- _WHAT YOU NEED TO DO_
Collect all lines below with the string "endl".

(Collected data)
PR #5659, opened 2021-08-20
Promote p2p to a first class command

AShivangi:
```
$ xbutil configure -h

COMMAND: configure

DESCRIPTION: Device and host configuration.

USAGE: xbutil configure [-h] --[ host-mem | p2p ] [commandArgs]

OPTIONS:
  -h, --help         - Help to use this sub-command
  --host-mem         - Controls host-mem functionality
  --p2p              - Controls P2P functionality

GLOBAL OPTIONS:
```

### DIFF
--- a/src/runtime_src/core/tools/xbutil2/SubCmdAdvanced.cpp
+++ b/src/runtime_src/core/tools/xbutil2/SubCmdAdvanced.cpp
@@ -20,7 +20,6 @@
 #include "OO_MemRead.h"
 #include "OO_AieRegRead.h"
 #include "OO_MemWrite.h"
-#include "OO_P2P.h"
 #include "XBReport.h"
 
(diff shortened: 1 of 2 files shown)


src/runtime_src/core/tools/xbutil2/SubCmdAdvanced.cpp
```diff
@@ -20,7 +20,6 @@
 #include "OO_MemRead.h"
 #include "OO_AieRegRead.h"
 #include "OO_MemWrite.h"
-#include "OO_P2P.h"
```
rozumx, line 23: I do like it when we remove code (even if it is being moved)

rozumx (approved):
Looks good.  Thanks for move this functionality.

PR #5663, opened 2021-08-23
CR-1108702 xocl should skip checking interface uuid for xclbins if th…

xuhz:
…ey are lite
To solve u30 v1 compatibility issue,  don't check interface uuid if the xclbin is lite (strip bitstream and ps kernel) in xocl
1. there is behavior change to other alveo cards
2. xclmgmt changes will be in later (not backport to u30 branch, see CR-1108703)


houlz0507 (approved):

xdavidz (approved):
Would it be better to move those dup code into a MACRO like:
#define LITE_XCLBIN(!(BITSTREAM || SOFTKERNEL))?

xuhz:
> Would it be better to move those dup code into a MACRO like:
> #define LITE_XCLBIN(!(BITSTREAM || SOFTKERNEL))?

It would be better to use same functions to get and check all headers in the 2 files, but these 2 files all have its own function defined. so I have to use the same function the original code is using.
---
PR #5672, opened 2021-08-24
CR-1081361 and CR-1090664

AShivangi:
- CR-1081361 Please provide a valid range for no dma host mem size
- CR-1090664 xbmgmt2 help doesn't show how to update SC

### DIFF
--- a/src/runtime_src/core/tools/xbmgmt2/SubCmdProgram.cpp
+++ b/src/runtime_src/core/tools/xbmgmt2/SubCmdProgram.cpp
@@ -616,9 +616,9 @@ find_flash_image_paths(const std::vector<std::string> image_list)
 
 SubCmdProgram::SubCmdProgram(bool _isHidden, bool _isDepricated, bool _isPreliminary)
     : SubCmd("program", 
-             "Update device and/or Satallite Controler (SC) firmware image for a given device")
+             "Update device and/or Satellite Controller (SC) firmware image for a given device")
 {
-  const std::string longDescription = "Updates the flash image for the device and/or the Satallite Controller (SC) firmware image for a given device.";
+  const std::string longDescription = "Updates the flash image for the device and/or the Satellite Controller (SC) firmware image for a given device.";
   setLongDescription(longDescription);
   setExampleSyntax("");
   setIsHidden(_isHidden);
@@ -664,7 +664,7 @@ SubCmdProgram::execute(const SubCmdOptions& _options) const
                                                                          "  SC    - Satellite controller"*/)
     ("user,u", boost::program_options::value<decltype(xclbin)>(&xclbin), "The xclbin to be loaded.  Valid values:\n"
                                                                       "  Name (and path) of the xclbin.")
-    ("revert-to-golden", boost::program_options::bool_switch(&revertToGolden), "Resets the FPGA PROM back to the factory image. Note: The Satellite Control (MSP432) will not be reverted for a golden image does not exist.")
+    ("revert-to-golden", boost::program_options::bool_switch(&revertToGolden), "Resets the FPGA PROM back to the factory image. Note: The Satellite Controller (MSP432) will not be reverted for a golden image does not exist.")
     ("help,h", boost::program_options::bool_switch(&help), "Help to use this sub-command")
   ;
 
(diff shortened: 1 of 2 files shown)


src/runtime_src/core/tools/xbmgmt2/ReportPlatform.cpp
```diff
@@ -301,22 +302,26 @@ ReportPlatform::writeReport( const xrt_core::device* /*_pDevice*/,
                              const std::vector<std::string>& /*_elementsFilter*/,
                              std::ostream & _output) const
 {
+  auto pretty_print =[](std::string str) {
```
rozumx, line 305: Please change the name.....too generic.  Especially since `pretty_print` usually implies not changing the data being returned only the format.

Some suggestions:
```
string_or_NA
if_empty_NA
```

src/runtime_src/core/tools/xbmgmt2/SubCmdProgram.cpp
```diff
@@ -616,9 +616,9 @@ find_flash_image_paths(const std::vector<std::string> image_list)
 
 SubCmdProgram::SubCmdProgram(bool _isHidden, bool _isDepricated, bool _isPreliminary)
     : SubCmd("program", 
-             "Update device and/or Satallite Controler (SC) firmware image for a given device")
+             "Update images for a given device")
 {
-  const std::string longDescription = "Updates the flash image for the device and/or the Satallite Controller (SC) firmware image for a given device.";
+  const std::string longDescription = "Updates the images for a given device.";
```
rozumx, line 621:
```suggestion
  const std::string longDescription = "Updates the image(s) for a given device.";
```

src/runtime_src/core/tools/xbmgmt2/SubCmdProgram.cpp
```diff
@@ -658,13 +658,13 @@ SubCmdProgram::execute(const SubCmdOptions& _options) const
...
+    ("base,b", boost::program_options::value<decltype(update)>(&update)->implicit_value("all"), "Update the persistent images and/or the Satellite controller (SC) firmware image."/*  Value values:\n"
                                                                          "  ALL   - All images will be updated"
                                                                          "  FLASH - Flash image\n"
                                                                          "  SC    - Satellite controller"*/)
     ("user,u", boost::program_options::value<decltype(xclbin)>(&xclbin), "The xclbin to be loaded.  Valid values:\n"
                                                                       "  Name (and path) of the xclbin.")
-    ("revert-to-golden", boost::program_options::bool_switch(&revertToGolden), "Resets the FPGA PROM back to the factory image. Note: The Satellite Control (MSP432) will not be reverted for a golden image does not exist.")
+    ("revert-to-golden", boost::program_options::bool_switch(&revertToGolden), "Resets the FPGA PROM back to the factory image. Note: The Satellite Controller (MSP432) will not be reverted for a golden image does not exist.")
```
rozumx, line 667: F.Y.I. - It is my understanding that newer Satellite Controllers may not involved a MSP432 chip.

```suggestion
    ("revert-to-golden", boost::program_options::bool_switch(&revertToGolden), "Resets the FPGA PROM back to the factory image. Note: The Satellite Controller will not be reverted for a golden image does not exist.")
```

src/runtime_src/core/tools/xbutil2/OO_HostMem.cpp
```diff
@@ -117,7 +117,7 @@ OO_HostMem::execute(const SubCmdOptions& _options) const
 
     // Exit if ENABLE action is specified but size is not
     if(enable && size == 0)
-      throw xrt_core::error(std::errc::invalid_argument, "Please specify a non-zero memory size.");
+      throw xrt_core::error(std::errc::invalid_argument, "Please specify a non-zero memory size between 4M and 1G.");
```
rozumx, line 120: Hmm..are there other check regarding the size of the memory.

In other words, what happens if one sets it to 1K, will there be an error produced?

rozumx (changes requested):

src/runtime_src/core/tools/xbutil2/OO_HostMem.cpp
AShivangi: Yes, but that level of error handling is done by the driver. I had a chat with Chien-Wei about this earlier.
==
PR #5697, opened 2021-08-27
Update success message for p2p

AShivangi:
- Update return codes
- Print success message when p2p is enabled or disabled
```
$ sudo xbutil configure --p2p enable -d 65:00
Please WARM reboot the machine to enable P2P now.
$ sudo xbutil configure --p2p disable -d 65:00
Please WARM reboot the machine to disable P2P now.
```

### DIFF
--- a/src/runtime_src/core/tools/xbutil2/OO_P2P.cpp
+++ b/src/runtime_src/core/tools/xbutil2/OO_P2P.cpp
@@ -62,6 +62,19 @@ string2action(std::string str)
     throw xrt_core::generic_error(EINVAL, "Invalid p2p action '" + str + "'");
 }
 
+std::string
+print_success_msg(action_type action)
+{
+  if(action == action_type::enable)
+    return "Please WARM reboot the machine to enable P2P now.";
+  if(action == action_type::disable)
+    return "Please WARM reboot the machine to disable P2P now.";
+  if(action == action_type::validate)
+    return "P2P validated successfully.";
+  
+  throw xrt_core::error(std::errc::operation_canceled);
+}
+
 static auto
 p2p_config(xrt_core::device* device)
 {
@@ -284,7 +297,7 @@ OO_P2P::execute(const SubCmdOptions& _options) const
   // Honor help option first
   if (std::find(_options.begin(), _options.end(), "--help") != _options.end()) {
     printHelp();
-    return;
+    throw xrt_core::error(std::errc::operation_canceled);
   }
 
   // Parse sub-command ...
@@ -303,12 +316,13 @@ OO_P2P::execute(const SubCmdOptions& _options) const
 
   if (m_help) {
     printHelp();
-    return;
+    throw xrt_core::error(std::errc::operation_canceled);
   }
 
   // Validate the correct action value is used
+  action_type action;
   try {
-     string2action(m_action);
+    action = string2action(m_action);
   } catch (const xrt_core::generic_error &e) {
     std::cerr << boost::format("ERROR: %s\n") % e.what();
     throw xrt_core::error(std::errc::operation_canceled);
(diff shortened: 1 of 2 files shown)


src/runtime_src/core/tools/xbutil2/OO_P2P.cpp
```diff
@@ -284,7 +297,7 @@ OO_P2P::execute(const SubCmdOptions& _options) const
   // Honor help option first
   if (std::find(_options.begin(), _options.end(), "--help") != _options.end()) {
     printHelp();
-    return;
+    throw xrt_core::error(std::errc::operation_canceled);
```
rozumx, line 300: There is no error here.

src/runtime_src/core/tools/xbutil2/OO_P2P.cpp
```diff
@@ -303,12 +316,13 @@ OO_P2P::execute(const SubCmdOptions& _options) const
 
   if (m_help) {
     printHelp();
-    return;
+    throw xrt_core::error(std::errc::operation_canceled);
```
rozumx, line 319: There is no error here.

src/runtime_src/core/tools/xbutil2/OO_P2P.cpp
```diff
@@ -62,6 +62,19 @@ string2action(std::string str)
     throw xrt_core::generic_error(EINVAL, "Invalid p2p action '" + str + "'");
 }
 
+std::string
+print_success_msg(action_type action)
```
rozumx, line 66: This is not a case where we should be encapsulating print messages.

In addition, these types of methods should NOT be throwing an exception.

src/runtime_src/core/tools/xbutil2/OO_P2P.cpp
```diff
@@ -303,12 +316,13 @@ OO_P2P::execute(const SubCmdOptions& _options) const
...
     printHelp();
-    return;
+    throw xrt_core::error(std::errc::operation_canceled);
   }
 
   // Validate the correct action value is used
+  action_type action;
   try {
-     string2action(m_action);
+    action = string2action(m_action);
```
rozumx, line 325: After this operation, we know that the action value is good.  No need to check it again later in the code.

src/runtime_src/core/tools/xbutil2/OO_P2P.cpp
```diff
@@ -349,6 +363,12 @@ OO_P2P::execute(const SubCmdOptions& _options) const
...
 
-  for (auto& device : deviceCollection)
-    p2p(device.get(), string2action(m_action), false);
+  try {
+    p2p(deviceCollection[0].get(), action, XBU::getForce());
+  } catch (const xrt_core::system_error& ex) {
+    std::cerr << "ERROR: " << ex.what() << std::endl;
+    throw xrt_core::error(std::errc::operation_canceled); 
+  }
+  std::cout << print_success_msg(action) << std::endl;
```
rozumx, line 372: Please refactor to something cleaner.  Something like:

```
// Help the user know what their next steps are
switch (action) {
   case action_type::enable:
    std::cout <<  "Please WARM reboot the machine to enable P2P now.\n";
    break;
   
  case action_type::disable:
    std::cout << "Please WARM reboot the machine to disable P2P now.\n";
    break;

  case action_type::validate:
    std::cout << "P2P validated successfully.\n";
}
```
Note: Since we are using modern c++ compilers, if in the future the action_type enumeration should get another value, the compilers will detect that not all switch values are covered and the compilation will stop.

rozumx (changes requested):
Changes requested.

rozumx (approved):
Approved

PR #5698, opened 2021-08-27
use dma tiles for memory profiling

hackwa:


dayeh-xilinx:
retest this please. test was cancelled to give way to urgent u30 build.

- _ANSWER BOX_
+    std::cerr << "ERROR: " << ex.what() << std::endl;
+  std::cout << print_success_msg(action) << std::endl;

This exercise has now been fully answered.